> **Task to carry out**
Go through the following data and transcribe exactly the stretch of lines from the one holding "Under active development" to the one holding "error fix - wip", both included.

** Opening Information given block **

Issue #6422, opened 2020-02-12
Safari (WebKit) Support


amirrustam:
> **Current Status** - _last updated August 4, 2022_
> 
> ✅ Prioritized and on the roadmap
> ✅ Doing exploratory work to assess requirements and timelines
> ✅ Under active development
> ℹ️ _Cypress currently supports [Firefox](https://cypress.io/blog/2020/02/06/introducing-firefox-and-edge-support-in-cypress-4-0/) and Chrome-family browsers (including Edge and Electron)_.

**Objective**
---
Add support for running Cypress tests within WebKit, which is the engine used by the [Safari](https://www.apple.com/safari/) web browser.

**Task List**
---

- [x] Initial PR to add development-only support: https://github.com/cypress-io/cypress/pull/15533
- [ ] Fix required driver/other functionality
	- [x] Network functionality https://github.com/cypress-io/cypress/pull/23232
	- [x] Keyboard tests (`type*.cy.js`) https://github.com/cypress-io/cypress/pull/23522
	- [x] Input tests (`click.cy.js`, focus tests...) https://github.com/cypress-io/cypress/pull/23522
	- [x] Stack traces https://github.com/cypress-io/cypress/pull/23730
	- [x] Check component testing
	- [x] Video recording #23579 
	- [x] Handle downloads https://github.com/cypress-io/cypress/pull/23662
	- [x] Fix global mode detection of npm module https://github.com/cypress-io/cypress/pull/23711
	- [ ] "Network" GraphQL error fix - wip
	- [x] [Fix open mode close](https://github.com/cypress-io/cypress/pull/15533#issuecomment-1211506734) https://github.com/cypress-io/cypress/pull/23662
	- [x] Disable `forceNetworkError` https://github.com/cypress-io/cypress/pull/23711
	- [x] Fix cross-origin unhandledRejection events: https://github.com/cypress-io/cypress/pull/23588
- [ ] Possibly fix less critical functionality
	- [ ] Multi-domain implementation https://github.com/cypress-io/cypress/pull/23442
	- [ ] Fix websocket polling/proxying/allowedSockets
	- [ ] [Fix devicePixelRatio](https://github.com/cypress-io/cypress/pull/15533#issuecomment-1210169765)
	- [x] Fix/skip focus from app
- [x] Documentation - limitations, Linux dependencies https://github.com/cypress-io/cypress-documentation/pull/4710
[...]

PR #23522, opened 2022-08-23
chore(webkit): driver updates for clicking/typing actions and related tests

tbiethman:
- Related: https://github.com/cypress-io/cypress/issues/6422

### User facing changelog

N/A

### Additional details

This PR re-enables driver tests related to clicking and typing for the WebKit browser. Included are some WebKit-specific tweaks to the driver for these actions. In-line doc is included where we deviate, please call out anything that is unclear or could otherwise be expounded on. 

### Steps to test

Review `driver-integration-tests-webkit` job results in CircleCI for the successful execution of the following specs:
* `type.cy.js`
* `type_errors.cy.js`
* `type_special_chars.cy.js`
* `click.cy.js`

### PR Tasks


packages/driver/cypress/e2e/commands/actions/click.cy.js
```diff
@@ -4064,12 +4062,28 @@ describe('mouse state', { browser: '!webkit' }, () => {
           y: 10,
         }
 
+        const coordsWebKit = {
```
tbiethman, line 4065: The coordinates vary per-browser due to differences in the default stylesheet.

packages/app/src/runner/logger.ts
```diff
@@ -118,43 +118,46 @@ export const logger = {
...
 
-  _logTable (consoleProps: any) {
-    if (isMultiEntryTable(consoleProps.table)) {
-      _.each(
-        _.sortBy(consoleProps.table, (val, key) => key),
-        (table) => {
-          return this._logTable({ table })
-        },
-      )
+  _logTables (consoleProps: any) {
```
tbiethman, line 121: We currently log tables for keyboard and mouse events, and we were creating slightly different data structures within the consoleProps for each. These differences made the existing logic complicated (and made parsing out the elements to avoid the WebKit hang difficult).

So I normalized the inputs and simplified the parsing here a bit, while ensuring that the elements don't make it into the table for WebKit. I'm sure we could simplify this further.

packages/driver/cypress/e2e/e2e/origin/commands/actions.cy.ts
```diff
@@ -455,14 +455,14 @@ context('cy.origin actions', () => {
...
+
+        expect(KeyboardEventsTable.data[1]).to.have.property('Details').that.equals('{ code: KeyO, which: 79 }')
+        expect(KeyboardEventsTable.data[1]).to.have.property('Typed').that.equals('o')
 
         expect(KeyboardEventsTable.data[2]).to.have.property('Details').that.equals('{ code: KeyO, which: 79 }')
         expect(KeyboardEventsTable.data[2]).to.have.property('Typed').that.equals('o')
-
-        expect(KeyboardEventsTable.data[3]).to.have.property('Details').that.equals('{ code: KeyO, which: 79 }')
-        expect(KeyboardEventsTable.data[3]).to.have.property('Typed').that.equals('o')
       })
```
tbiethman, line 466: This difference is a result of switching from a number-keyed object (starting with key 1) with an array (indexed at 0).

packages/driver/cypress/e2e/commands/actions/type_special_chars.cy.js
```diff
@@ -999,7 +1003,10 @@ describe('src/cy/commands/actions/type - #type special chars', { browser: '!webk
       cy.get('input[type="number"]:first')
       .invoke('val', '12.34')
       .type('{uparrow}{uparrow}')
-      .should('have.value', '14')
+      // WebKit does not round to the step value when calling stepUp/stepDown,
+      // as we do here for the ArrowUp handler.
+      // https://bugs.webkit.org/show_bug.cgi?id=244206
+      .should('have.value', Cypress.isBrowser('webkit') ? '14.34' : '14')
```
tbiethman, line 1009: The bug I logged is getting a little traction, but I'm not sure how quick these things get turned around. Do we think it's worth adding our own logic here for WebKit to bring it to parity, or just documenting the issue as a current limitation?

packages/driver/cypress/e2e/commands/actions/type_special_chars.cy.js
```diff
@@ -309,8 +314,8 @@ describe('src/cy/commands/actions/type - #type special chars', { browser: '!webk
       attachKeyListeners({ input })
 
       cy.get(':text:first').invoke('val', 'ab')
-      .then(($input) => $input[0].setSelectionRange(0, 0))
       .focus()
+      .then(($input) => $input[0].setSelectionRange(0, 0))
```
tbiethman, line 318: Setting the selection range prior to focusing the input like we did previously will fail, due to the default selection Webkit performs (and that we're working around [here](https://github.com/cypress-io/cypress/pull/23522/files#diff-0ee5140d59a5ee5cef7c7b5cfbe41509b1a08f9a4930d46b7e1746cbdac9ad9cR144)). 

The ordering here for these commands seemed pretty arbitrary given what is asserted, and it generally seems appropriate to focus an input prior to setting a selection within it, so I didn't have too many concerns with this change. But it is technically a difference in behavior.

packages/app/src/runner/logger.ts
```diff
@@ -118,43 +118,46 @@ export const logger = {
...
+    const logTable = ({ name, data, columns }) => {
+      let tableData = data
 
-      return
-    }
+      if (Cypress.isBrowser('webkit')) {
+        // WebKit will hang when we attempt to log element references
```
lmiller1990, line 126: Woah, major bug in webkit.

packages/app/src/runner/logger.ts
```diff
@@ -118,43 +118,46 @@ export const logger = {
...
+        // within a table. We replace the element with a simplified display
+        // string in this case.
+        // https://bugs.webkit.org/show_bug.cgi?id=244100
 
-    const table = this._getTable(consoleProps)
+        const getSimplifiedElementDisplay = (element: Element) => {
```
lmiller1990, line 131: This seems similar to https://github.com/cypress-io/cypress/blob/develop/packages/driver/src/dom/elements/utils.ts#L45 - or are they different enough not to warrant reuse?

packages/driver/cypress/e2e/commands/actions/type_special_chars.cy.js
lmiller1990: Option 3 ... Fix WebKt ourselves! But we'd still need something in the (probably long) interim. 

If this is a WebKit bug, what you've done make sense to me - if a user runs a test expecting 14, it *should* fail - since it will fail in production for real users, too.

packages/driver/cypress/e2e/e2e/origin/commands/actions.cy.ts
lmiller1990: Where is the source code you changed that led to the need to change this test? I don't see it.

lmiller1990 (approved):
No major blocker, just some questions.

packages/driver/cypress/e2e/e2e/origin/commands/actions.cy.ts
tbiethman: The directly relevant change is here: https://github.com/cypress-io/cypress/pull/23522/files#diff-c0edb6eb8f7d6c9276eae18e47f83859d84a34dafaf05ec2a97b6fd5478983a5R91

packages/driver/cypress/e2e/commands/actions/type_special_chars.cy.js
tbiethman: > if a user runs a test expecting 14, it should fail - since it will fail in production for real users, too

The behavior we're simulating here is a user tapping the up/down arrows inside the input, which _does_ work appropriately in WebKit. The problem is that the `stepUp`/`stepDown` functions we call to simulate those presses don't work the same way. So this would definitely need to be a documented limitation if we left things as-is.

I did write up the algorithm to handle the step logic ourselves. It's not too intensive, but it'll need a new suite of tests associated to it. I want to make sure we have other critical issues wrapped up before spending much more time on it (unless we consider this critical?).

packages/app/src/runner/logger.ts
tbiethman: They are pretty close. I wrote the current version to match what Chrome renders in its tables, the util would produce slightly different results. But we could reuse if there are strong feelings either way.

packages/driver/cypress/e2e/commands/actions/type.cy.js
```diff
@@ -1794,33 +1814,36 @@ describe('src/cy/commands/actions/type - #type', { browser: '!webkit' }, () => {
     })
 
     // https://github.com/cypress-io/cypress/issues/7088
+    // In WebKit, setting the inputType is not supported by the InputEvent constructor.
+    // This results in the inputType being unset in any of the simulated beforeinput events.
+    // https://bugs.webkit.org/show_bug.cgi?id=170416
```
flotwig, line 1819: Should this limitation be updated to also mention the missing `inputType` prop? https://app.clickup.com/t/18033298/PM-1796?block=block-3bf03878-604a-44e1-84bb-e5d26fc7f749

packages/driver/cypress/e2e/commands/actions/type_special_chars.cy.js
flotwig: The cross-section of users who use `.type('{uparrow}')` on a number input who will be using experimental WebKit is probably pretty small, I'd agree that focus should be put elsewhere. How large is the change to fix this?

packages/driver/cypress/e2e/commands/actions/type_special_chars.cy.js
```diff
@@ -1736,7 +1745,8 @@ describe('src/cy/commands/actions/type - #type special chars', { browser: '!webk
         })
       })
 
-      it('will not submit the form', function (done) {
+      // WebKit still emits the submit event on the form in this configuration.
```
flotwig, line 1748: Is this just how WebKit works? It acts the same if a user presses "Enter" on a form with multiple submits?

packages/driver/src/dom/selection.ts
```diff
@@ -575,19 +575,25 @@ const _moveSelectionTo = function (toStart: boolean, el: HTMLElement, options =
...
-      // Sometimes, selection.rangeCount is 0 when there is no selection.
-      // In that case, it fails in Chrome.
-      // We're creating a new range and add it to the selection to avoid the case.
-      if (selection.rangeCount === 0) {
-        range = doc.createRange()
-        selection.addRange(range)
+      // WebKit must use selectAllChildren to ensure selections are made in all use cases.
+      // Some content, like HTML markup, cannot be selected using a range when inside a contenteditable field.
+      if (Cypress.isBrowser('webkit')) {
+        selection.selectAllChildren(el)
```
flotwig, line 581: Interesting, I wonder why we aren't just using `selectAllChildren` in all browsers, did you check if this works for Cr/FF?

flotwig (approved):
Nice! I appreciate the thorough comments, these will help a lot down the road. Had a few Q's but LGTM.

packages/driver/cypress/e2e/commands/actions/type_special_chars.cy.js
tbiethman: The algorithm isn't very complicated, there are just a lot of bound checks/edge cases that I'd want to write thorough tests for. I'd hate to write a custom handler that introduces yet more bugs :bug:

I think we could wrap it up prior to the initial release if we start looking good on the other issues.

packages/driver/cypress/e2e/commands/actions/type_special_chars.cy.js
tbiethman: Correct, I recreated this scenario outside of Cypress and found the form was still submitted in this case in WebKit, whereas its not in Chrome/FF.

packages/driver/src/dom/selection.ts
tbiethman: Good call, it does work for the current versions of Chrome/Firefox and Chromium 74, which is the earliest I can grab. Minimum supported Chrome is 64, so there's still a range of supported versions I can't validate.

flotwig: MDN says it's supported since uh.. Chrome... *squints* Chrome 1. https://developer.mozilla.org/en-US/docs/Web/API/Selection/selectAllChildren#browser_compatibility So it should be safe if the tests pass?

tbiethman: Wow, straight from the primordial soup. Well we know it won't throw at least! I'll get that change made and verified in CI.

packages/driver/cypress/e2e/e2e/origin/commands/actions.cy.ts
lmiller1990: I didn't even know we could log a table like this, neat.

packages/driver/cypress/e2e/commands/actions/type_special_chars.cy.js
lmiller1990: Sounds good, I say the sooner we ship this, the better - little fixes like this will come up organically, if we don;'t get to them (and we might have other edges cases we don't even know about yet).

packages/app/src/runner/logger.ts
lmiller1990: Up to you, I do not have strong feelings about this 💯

** Closing Information given block **
** Opening Information given block **

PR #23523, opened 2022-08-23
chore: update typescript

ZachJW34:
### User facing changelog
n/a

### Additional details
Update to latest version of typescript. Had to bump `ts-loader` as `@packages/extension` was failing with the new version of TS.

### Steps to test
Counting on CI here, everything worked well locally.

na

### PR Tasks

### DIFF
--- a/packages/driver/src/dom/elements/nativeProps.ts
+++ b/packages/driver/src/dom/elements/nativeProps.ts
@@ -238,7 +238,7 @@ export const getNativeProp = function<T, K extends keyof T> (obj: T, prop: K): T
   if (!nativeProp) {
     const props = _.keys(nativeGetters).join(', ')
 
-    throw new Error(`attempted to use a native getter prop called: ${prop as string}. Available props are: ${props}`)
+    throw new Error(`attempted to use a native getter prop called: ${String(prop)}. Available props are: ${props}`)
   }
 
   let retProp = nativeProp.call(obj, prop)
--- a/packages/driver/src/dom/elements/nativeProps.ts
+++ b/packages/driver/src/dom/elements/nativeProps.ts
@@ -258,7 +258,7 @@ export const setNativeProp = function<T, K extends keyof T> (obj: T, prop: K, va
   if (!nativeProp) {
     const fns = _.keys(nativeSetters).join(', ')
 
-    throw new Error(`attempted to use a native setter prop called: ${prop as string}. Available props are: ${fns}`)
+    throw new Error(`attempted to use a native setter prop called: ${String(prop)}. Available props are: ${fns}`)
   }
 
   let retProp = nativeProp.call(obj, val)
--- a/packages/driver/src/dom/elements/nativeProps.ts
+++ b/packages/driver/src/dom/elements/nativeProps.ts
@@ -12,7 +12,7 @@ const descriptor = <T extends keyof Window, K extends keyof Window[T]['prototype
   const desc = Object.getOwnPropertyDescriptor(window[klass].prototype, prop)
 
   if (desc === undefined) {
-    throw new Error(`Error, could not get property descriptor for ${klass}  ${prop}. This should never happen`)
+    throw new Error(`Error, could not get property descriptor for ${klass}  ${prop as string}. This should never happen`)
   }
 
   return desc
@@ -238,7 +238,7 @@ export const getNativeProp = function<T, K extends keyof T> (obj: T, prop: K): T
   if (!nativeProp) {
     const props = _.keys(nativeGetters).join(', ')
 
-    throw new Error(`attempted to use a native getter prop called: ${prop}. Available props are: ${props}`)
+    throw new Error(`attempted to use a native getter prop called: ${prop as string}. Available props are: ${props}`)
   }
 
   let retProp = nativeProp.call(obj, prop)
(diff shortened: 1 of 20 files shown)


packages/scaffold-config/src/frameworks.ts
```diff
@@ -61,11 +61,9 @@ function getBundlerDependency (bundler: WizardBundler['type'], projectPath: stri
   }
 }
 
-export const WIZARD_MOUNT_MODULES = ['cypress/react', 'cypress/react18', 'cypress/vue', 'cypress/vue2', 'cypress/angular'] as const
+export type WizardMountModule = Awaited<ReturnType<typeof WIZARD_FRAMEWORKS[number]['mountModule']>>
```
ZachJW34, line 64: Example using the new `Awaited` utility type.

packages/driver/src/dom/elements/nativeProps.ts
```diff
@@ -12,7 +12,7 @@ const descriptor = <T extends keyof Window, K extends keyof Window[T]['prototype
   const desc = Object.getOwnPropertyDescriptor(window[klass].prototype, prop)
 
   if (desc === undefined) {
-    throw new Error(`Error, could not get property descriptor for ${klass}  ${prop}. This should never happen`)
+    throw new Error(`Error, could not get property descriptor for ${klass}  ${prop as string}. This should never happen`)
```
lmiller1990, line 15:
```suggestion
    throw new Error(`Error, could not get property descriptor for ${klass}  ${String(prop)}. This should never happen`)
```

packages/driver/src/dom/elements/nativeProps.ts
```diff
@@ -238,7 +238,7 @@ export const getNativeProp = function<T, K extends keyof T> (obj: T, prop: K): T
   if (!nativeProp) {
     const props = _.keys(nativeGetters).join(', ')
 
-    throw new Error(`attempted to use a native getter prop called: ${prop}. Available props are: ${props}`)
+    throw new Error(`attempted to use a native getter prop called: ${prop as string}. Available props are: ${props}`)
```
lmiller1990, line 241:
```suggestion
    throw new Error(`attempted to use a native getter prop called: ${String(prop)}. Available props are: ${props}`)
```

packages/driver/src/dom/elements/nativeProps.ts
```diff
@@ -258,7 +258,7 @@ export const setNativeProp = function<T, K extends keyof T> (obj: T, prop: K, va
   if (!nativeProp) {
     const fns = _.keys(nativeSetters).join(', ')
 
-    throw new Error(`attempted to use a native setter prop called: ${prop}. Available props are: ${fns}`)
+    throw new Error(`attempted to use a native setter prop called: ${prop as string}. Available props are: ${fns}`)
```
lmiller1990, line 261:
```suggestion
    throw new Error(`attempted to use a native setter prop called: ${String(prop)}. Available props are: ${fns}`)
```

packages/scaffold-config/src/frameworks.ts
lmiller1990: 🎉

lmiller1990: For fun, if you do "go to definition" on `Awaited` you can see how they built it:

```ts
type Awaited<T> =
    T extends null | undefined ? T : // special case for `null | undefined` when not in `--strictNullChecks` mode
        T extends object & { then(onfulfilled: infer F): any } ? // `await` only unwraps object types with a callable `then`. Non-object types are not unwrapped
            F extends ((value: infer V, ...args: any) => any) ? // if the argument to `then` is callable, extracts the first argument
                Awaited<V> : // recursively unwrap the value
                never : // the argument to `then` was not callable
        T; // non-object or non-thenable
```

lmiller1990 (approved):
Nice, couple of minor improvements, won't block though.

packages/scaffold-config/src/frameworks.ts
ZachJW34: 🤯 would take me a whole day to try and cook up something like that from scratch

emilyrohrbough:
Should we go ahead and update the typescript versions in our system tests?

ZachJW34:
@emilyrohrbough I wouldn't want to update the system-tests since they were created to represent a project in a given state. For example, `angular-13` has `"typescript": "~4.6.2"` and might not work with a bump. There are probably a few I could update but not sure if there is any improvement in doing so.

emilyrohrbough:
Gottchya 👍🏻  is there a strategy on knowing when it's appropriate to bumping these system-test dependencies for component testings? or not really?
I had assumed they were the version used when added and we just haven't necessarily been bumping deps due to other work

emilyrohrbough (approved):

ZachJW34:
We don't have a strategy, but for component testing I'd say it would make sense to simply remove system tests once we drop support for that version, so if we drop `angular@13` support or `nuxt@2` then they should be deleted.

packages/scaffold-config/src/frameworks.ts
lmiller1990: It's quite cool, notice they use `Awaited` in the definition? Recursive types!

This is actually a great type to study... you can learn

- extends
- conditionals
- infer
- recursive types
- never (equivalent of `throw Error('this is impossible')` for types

** Closing Information given block **

> **The completed task**
> ✅ Under active development
> ℹ️ _Cypress currently supports [Firefox](https://cypress.io/blog/2020/02/06/introducing-firefox-and-edge-support-in-cypress-4-0/) and Chrome-family browsers (including Edge and Electron)_.

**Objective**
---
Add support for running Cypress tests within WebKit, which is the engine used by the [Safari](https://www.apple.com/safari/) web browser.

**Task List**
---

- [x] Initial PR to add development-only support: https://github.com/cypress-io/cypress/pull/15533
- [ ] Fix required driver/other functionality
	- [x] Network functionality https://github.com/cypress-io/cypress/pull/23232
	- [x] Keyboard tests (`type*.cy.js`) https://github.com/cypress-io/cypress/pull/23522
	- [x] Input tests (`click.cy.js`, focus tests...) https://github.com/cypress-io/cypress/pull/23522
	- [x] Stack traces https://github.com/cypress-io/cypress/pull/23730
	- [x] Check component testing
	- [x] Video recording #23579 
	- [x] Handle downloads https://github.com/cypress-io/cypress/pull/23662
	- [x] Fix global mode detection of npm module https://github.com/cypress-io/cypress/pull/23711
	- [ ] "Network" GraphQL error fix - wip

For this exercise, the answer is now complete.